Not all gelatine is the same.
MHB



You yourself have suggested that brewing has no right/wrong answers and that you come here to discuss these things which is what I see happening here.
I have said often enough that "there is rarely a single right answer in brewing" there is as I am sure you are aware a fundamental difference between the two statements. I have even said "there are three ways to do anything, the wrong way, a good way and a better way".
The second half of the sentence is correct, the first part is wrong. I take exception to being misquoted. There are plenty of wrong answers in brewing just a dire shortage of definitively "right" answers.
Mark
 
I will make one last attempt to get across the point I have been trying to make.
When a manufacture like Davis or Ward (whoever) choose a gelatine to be packaged under their name, I am sure that as reputable suppliers they have a specification and demand good quality safe supply.
My point and the only point I have been trying to make is that that specification doesn't include the "FINING" ability of the gelatine. It will concern itself with the setting ability, level of contaminants, microbe count... all the things that a quality seller of a cooking ingredient needs to know.
When a home brew supplier sources gelatine the fining ability would come first.
Because any fining ability is coincidental in the cooking product, you don't know if what you are buying will work or not, when you buy the made for the job product it will work I don't put a might work in my beer!

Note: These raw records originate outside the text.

PR #88, opened 2019-06-21
Avoiding locking around creation of connections

TomPeters:
Fixes: https://github.com/OctopusDeploy/Issues/issues/5641

Previously, [this lock](https://github.com/OctopusDeploy/Halibut/compare/FixLockingInConnectionManager?expand=1#diff-60f680517315c19d5268ef4c73d60782L18):
```
        lock (activeConnections)	            
            {	            
                var connection = pool.Take(serviceEndpoint) ?? CreateConnection(connectionFactory, serviceEndpoint, log);
                AddConnectionToActiveConnections(serviceEndpoint, connection);	

                return connection;	
            }
```

was wrapping the `CreateConnection` call. This `CreateConnection` call actually establishes a connection to the target, so can take some time.

This means that any other code that is trying to acquire a connection must wait for this connection to be established before they can proceed. This turns a process that should happen concurrently (creation of multiple connections) into a serial process.

This is made even worse by the fact that if the connection could not be established, this may need to wait for a timeout period to elapse. If there are many consumers trying to acquire connections at the same time, this can easily add up and cause significant delays.

The fix is the smallest possible change, which involves continuing to lock the surrounding code, but ensuring that `CreateConnection` is not within the lock.

## How to review this PR
Without worrying too much about style, verify that this change looks safe to make and won't introduce any new problems. 

It would be nice to ship this change ASAP to fix some real customer problems. We can always come back and redesign the code later if we think it is worthwhile. So please leave any comments, but also approve this PR if you think it is shippable.

### DIFF
--- a/source/Halibut/Transport/ConnectionManager.cs
+++ b/source/Halibut/Transport/ConnectionManager.cs
@@ -15,15 +15,17 @@ namespace Halibut.Transport
 
         public IConnection AcquireConnection(IConnectionFactory connectionFactory, ServiceEndPoint serviceEndpoint, ILog log)
         {
-            lock (activeConnections)
-            {
-                var connection = pool.Take(serviceEndpoint) ?? CreateConnection(connectionFactory, serviceEndpoint, log);
-                AddConnectionToActiveConnections(serviceEndpoint, connection);
-
-                return connection;
-            }
+            var connection = GetExistingConnectionFromPool(serviceEndpoint) ?? CreateConnection(connectionFactory, serviceEndpoint, log);
+            AddConnectionToActiveConnections(serviceEndpoint, connection);
+            return connection;
         }
 
+        IConnection GetExistingConnectionFromPool(ServiceEndPoint serviceEndpoint)
+        {
+            lock (activeConnections)
+                return pool.Take(serviceEndpoint);
+        }
+        
         IConnection CreateConnection(IConnectionFactory connectionFactory, ServiceEndPoint serviceEndpoint, ILog log)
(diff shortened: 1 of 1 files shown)


source/Halibut/Transport/ConnectionManager.cs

Just because the packet you got at the supermarket last week works tells you nothing about the fining ability of next week's purchase.
To think all gelatine is the same would be like saying all malt is the same, or all yeast is the same, all sugars are the same if I said that you guys would think I was an idiot.
Not all gelatine is the same.
MHB




I have said often enough that "there is rarely a single right answer in brewing" there is as I am sure you are aware a fundamental difference between the two statements. I have even said "there are three ways to do anything, the wrong way, a good way and a better way".
The second half of the sentence is correct, the first part is wrong. I take exception to being misquoted. There are plenty of wrong answers in brewing just a dire shortage of definitively "right" answers.
Mark

I accept both points and apologise for misquoting you. I have however tried to make what I consider reasonable points of my own and have had none acknowledged.

I'm trying to discuss, not argue and not everything I write is going to be perfect or even perfectly expressed. I am trying to make an effort though.